O Lar foi criado há 36 anos por um grupo de mulheres e é mantido com ajuda da comunidade. A prefeitura mantém 16 funcionários e a manutenção é feita com doações, campanhas e promoções realizadas pela diretoria. Irmã Cecília informou que o ‘‘prédio’’ com a estrutura comprometida tem a mesma idade do Lar e foi construído com madeira reaproveitada. O laudo aponta fadiga de material, deslocamento e trinca de vigas e pilares, desnível do telhado, paredes fora de prumo e apodrecimento de ponta da parede e do assoalho.
A maior parte das crianças do Lar assiste aulas nas oito salas na parte comprometida e todas fazem recreação no pátio interno. ‘‘Isso só é possível quando não chove’’, afirma irmã Cecília. O teto de madeira foi corroído pela água da chuva, que sempre inunda o pátio e algumas salas. ‘‘Quando o tempo fecha a gente tira as crianças daqui.’’
A direção do Lar já pediu ajuda de órgãos públicos, inclusive da secretária da Criança e Assuntos da Família, Fani Lerner, que recebeu uma cópia do laudo, mas ninguém até agora pôde auxiliar. ‘‘Na Alemanha, as entidades humanitárias alegam que vale mais a pena ajudar a África, onde o retorno social é maior.’’

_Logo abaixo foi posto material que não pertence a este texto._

PR #194, opened 2021-04-20
Remove references to unmaintained CIL extensions

keremc:
CIL extensions partial, simplify & oneret will be removed. See goblint/cil#28


michael-schwarz:
According to the discussion in https://github.com/goblint/cil/issues/31, we don not need the `vidVisitor` after all, so I think we can remove it here too :smiley:

sim642:
In #204 I left it commented out with an explanation why, so nobody is tempted to add it back.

Pelos cálculos de irmã Cecília, será preciso cerca de R$ 400 mil para construir uma nova ala, inclusive com mais espaço para as crianças. ‘‘Ganhamos o prêmio Bem Eficiente, que reconhece nosso trabalho, e agora esperamos o reconhecimento da comunidade’’, argumenta a irmã.
O prêmio foi entregue a 50 melhores entidades do País. Uma empresa de Maringá, em reconhecimento, vai repassar 0,5% do faturamento de outubro para o Lar. ‘‘Mas será apenas para manutenção das crianças. Agora queremos ajuda para construir a nova ala.’’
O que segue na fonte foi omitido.